Manufacturing companies continuously strive to improve the responsiveness and flexibility of their supply chains by finding alternative means of sourcing. Managing the sourcing process has been a challenge in the last decade for many corporations (Saen, 2009). In particular, supplier discovery and evaluation is increasingly becoming complex and resource-intensive in global supply chains. There is a need for computational tools and techniques for efficient identification of prospective suppliers to enable rapid formation and reconfiguration of agile supply chains. This need is more pronounced when supply chain transactions are conducted on the web, where a huge number of stakeholders are involved in trading manufacturing services. Electronic marketplaces (e-market) for manufacturing services have recently become popular venues for sourcing particularly among small and medium sized companies. A web-based framework allows for interaction with a far greater number of potential suppliers and also enables automation of computational tasks like supplier discovery and evaluation.

Despite their advantages, existing manufacturing e-markets fail in building accurate connections between buyers and sellers due primarily to the syntactic (keyword-based) nature of the search. Ameri and Dutta (2008) proposed a semantic approach to supplier selection by developing a market framework, called Digital Manufacturing Market (DMM), based on the Semantic Web (SW) technology. DMM is an agent-based environment in which buyers (i.e., manufacturing companies) describe their needs by posting queries and sellers (i.e., suppliers) state their capabilities by creating advertisements. Both buyers’ needs and sellers’ capabilities are represented by software agents using a formal ontology called Manufacturing Service Description Language (MSDL) (Ameri, 2006). Semantic search engines quantify the similarities between service provisions (advertisements) and service requests (queries). The details of the semantic search methodology are in (Ameri & Dutta, 2008).

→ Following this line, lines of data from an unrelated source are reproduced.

PR #177, opened 2025-02-13
fix: Fix rust pre-merge for new tio directory

rmccorm4:
Rust pre-merge check on source code for `tio` moved from `apps/tio` to `applications/llm/bin/tio` - so updating the check accordingly.

Should fix this error: https://github.com/triton-inference-server/triton_distributed/actions/runs/13318456550/job/37198020744

PR #178, opened 2025-02-13
feat: Add a mistralrs engine to tio

grahamking:
This allows us to run a real model.

Build:
```
cargo build --release --features mistralrs,cuda
```

Run:
```
./target/release/tio in=text out=mistralrs --model-path Llama-3.2-1B-Instruct-Q4_K_M.gguf
```

Why [mistral.rs](https://github.com/EricLBuehler/mistral.rs)?

- It has no dependencies. You don't need a container or a virtual env to get started.
- It supports CUDA, Metal (MacOS) and CPU-only. Everyone can join the AI revolution.
- It starts fast and serves fast (with CUDA). That makes it fun to experiment with.
- It runs many models, not just Mistral, that's just it's name.

The key file is `llm/rust/triton-llm/src/engines/mistralrs.rs`. The other changes are small.

### DIFF
--- a/applications/llm/bin/tio/README.md
+++ b/applications/llm/bin/tio/README.md
@@ -50,7 +50,7 @@ List the models: `curl localhost:8080/v1/models`
 
 Send a request:
 ```
-curl -d '{"model": "Llama-3.2-3B-Instruct-Q6_K", "max_tokens": 2048, "messages":[{"role":"user", "content": "What is the capital of South Africa?" }]}' -H 'Content-Type: application/json' http://localhost:8080/v1/chat/completions
+curl -d '{"model": "Llama-3.2-1B-Instruct-Q4_K_M", "max_tokens": 2049, "messages":[{"role":"user", "content": "What is the capital of South Africa?" }]}' -H 'Content-Type: application/json' http://localhost:8080/v1/chat/completions
 ```
 
 Run `tio --help` for more options.
--- a/applications/llm/bin/tio/README.md
+++ b/applications/llm/bin/tio/README.md
@@ -1,0 +1,57 @@
+# triton-llm service runner
+
+`tio` is a tool for exploring the triton-distributed and triton-llm components.
+
+## Install and start pre-requisites
+
+Rust:
+```bash
+curl --proto '=https' --tlsv1.2 -sSf https://sh.rustup.rs | sh
+```
+
+Get the NATS server from https://nats.io/download/ and run it:
+```
+nats-server -js --trace --store_dir $(mktemp -d)
+```
+
+Get etcd from https://github.com/etcd-io/etcd/releases and run it: `etcd`
+
+These components are required but not yet used by tio. It's a journey, OK.
+
+## Build
+
+- CUDA:
+
+`cargo build --release --features mistralrs,cuda`
+
+- MAC w/ Metal:
+
+`cargo build --release --features mistralrs,metal`
+
+- CPU only:
+
+`cargo build --release --features mistralrs`
+
+## Download a model from Hugging Face
+
+For example one of these should be fast and good quality on almost any machine: https://huggingface.co/bartowski/Llama-3.2-3B-Instruct-GGUF
+
+## Run
+
+*Text interface*
+
+`./target/release/tio in=text out=mistralrs --model-path Llama-3.2-1B-Instruct-Q4_K_M.gguf`
+
+*HTTP interface*
+
+`./target/release/tio in=http out=mistralrs --model-path Llama-3.2-1B-Instruct-Q4_K_M.gguf`
+
+List the models: `curl localhost:8080/v1/models`
+
+Send a request:
+```
+curl -d '{"model": "Llama-3.2-3B-Instruct-Q6_K", "max_tokens": 2048, "messages":[{"role":"user", "content": "What is the capital of South Africa?" }]}' -H 'Content-Type: application/json' http://localhost:8080/v1/chat/completions
+```
+
+Run `tio --help` for more options.
+
--- a/applications/llm/bin/tio/src/main.rs
+++ b/applications/llm/bin/tio/src/main.rs
@@ -20,10 +20,15 @@ use clap::Parser;
 use triton_distributed::logging;
 
 const HELP: &str = r#"
-triton-llm service runner stub
+triton-llm service runner
+
+Example:
+- cargo build --release --features mistralrs,cuda
+- ./target/release/tio in=text out=mistralrs --model-path Llama-3.2-1B-Instruct-Q4_K_M.gguf --model-name 'Llama-3.2-1B-Instruct'
+
 "#;
 
-const USAGE: &str = "USAGE: tio in=[http|text] out=[echo_full] [--http-port 8080]";
+const USAGE: &str = "USAGE: tio in=[http|text] out=[mistralrs|echo_full] [--http-port 8080] [--model-path <path>] [--model-name <served-model-name>]";
 
 fn main() -> anyhow::Result<()> {
     logging::init();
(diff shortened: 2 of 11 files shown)


grahamking:
That CODEOWNERS is pretty intense! Hello reviewers, I didn't tag you, that's github, but I'm glad you're here.

rmccorm4:
FYI the rust pre-merge check isn't currently running on the `tio` code - added a fix here: https://github.com/triton-inference-server/triton_distributed/pull/177

applications/llm/bin/tio/src/main.rs
```diff
@@ -20,10 +20,15 @@ use clap::Parser;
 use triton_distributed::logging;
 
 const HELP: &str = r#"
-triton-llm service runner stub
+triton-llm service runner
+
+Example:
+- cargo build --release --features mistralrs,cuda
```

The semantic search engine returns a numeric similarity or matching score between 0 (completely dissimilar) and 1 (completely similar) for each DMM advertisement-query pair. Suppliers (i.e., sellers) are ranked according to the similarity assessment, and the supplier with the highest similarity score is selected to fulfill a service. This methodology of one-to-one matching is adequate if manufacturers’ work orders require only a few services and the supply chain has few suppliers. However, as the size of the supply chain increases, the one-to-one matching technique becomes less efficient. Also, the matching mechanism in DMM does not reflect the trade-offs on operational criteria, such as time, cost, and capacity. The similarity score is purely based on technological criteria, such as the available processes and equipment, achievable geometries and tolerances, and required materials.

This paper studies a supply chain configuration problem in which manufacturing companies place work orders requiring several services that can be provided by multiple suppliers. This problem relates to a Multiple Sourcing Supplier Selection Problem (MSSSP). While a Single Sourcing Supplier Selection Problem finds the best supplier to satisfy a work order, MSSSP finds more than one supplier that will satisfy portions of the work order. Three mathematical optimization models are proposed. The contribution of the models is that they simultaneously consider operational and technological aspects such as suppliers’ technological competency, capacity, and geographic location, and manufacturers’ expected lead time for work orders. All models maximize the semantic similarity score between requested services and suppliers’ advertisements.